Although we do not have access to the complete datasets for every poll that we use to determine these averages, it seems that most of the pro-Clinton bias can be explained by the biases in the female and African-American demographics. Furthermore, it seems that an anti-Trump bias in the white male demographic has shrunk to a significant degree.

Now, let’s take a look at how the live polls and anonymous polls have trended regarding the 2016 election, using head-to-head data.

Chart 4: Comparing Average Monthly Clinton minus Trump Spread from Live Polls and Anonymous Polls

Source: RealClearPolitics

Live polls have shown a significant lead for Clinton over time, for much of which the spread has averaged over 4 percentage points. In other words, it looked like Clinton would beat Trump to an equal degree or greater than Obama beat Romney.
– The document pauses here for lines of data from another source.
PR #1363, opened 2023-04-24
IRSA-3146 update for SHA Precovery data view.

wmiipac:
see PR:https://github.com/IPAC-SW/irsa-ife/pull/256 for details

### DIFF
--- a/src/firefly/js/metaConvert/ShaRequestList.js
+++ b/src/firefly/js/metaConvert/ShaRequestList.js
@@ -24,17 +24,22 @@ const rangeValues= RangeValues.makeRV({which:SIGMA, lowerValue:-2, upperValue:10
  * @param table
  * @param row
  * @param includeSingle
+ * @param includeStandard
  * @return {{}}
  */
-export function makeShaPlotRequest(table, row, includeSingle) {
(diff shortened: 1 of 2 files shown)


src/firefly/js/metaConvert/ShaRequestList.js
```diff
@@ -44,25 +44,68 @@ export function makeShaPlotRequest(table, row, includeSingle) {
     /*
      const url = https://irsa.ipac.caltech.edu/data/SPITZER/SHA/archive/proc/MIPS003600/r5572864/ch2/bcd/SPITZER_M2_5572864_0007_0061_9_bcd.fits
      */
-    let serverinfo = 'https://irsa.ipac.caltech.edu/data/SPITZER/';
+    const serverinfo = 'https://irsa.ipac.caltech.edu/data/SPITZER/';
+    const mosimgserver = 'https://sha.ipac.caltech.edu/applications/Spitzer/SHA/servlet/ProductDownload?DATASET=level1';
```
robyww, line 48: I don't this should be hard coded. In a future iteration it probably needs to be a property.

robyww (approved):
This is fine, we should think about how to get the URL's in a property before we go out. However, since SHA is so static maybe it is not necessary.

This likely led to many talking of a landslide victory.

However, looking at the anonymous poll spread, this election looks extremely tight. In fact, it has been within the margin of error and within the Obama – Romney spread for most of the last six months. Journalists and analysts calling for a Clinton landslide simply appear to have not understood the data.
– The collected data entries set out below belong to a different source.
PR #1366, opened 2023-04-26
Firefly-1229: Clean up and fix bug related to Rubin

robyww:
#### [Firefly-1229](https://jira.ipac.caltech.edu/browse/FIREFLY-1229): Testing and Fixes needed for SUIT deployment

- Clean up service descriptor input after DCE work 
- use embedded spacial selection
- Fixed:  issue with embedded selection not working with service descriptions
- Fixed: TAP Upload: size no longer show if upload is from a table (size not known)
- Fixed: TAP Upload: fixed crash in editing columns name when not column exist
- Fixed: SpectrumMetaInspector did not insert the utype when found in FITS
- Fixed: CoverageWatcher crash when looking for the center in ADQL an not there
- Fixed: Change UwsJobProcess rebuild credentials on first redirect
- Fixed: service def panel new show the default HiPS used for coverage and sizes fov on s_region
- Improved: You can now scroll coverage around without if affecting the select point or shape
-  Fixed: service def panel gives correct hips and fov size
- Fixed: check for undefined in ThumbnailView
- Fixed: bad table service always leaves services visible
- coverage settable to show hips only
- obscore table download settable
- Release notes updates

#### Testing
- https://fireflydev.ipac.caltech.edu/firefly-1229-servdev-panel/firefly
- Rubin: SUIT: data-int (https://data-int.lsst.cloud/portal/app/)

### DIFF
--- a/src/firefly/java/edu/caltech/ipac/firefly/server/query/UwsJobProcessor.java
+++ b/src/firefly/java/edu/caltech/ipac/firefly/server/query/UwsJobProcessor.java
@@ -25,6 +25,7 @@ import javax.xml.parsers.DocumentBuilder;
 import javax.xml.parsers.DocumentBuilderFactory;
 import java.io.ByteArrayOutputStream;
 import java.io.File;
+import java.io.FileNotFoundException;
 import java.io.InputStream;
 import java.text.ParseException;
 import java.time.Instant;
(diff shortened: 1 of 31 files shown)


src/firefly/java/edu/caltech/ipac/firefly/server/query/UwsJobProcessor.java
```diff
@@ -161,12 +162,29 @@ HttpServiceInput createSingleResultInput(String jobUrl) {
...
             File outFile = File.createTempFile(filename, ".vot", QueryUtil.getTempDir(request));
-            HttpServices.Status status = HttpServices.getData(input, outFile);
+
+            HttpServices.Status status= HttpServices.getData(input, (method -> {
+                    if(HttpServices.isOk(method)) {
+                        try {
+                            return HttpServices.defaultHandler(outFile).handleResponse(method);
+                        } catch (FileNotFoundException e) {
+                            return new HttpServices.Status(400,"Bad Request: Output file not found");
+                        }
```
loitly, line 177: You can ignore exception if you want since file was created above.

loitly (approved):
Code for TAP result's redirect looks good.  Thanks for the fix.
I randomly test the application and did not find any errors.
However, when I did a NED TAP search, follow by 'Use table as an upload to TAP search', I was temporarily confused since nothing happened.  Of course, I then realized NED does not support upload.  Do you have plan to handle this better in the future or, it's acceptable behavior?

robyww:
> However, when I did a NED TAP search, follow by 'Use table as an upload to TAP search', I was temporarily confused since nothing happened. Of course, I then realized NED does not support upload. Do you have plan to handle this better in the future or, it's acceptable behavior?

Yes, that was working in dev I might have broken it, I will look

By further incorporating bias analysis done in other areas and by correcting for some apparent mistakes in polls, it seems like Trump is already up by a considerable degree. Some examples include:

Pro Third Party Bias – as explained in other posts, third parties in this election are receiving a positive Social Desirability Bias. Much of this superficial support will likely go to the most socially undesirable candidate, Trump, on election-day,
Unusually High Undecideds – as covered in this post and others, a very high undecided level late in the election cycle is a symptom of Social Desirability Bias. When these votes eventually get allocated on election-day, a disproportionately low percent will go to the most well-known politician, Clinton, and a disproportionately high percent of them should go to the most socially undesirable candidate, Trump,
Social Media and On-Line Activity – show how individuals spend their time in unfiltered environments, which during an emotional election likely better indicates voting intention than skewed polls. Indicators based on such activity show that Trump significantly outperforms his poll levels making him the only candidate to do so and implying that the level of bias could be significantly higher than is measured by taking the difference between live and anonymous polls,
Poll Re-Weighting – as discussed in many other posts, current polls, both live and anonymous, use non-transparent methods to re-weight their raw data in order to calculate final results. This re-weighting process normally includes assumptions based on the previous or last few elections. In 2016 however things like turnout will likely drastically change in favor of Trump which makes almost all polls inherently skewed in favor of Clinton.

Looking exclusively at anonymous poll data from September 2016 shows that this election appears too close to call. Once you start to incorporate other factors as those listed above, Trump looks to have a considerable lead. Although many might view Social Desirability Bias against a candidate as a disadvantage, it might turn out to be an advantage for a number of reasons – not least of which is that Democrats convinced of a landslide (covered in a different post) due to pro-Clinton biased polls will be much less likely to actually turn out and vote.

Putting together the entire picture of Social Desirability Bias goes beyond this post. To fully understand what is going on you should look at how bias impacted the approval rating of Congress after the 2014 mid-terms, how bias around the third party candidates should impact the 2016 election, how social media and on-line activity should be used to help confirm and measure bias, and many other related topics. As a summary, this post serves to outline the main points and highlight the fact that Trump shaming has worked but in an undesired way, namely that superficial support for Clinton has increased but that support translating into votes is highly dubious at best.